1.2 Tokenization & Context Windows
AI-generated content may contain errors. Always verify against official sources.
1.2 Tokenization & Context Windows
Key Concepts: Tokens · BPE · Context length limits · Context explosion
Official Docs: OpenAI Tokenizer · Hugging Face Tokenizers
What is a Token?
LLMs do not process characters or words — they process tokens. A token is a chunk of text produced by a tokenizer, typically 3–4 characters on average in English.
import tiktoken
enc = tiktoken.encoding_for_model("gpt-4o")
tokens = enc.encode("Large Language Models are fascinating!")

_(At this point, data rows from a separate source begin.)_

PR #232, opened 2026-08-16
fix(sleep): skip assistant.message events with non-dict data

### LINKED ISSUE #231: Copilot backend in skillopt_sleep crashes when an assistant.message event has non-dict data
### What happens

`CopilotCliBackend._parse_jsonl_response` in `skillopt_sleep/backend.py` assumes the `data` field of an `assistant.message` event is an object:

```python
content = (obj.get("data") or {}).get("content")
```

If `data` is a string, a number, or a non-empty list, this raises `AttributeError`. The exception escapes the per-line `try`, which only wraps `json.loads`, so one bad line kills the whole parse and the backend returns nothing for that call.

### Repro

```python
from skillopt_sleep.backend import CopilotCliBackend as B
B._parse_jsonl_response('{"type":"assistant.message","data":"hi"}')
# AttributeError: 'str' object has no attribute 'get'
```

`data: []` happens to survive, because `[] or {}` falls back to `{}`. Only truthy non-dict values trip it.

print(tokens) # list of integer IDs
print(len(tokens)) # 7
🔢 Rough rule: 1 token ≈ 0.75 English words. 1,000 tokens ≈ 750 words.
Byte-Pair Encoding (BPE)
Most modern LLMs use BPE tokenization:
- Start with individual bytes as base tokens
- Repeatedly merge the most frequent adjacent pair into a new token
- Repeat until the target vocabulary size is reached
"tokenization" → ["token", "ization"] # 2 tokens
"tokenize" → ["token", "ize"] # 2 tokens
"tok3nize" → ["tok", "3", "n", "ize"] # 4 tokens ← unusual text costs more
Why it matters:
- Non-English text, code, and numbers tokenize less efficiently
- API costs are per token — token awareness saves money
- Prompt formatting affects total token count
Context Window
The context window is the maximum number of tokens the model can process at once (prompt + response combined). Exceeding it raises an error.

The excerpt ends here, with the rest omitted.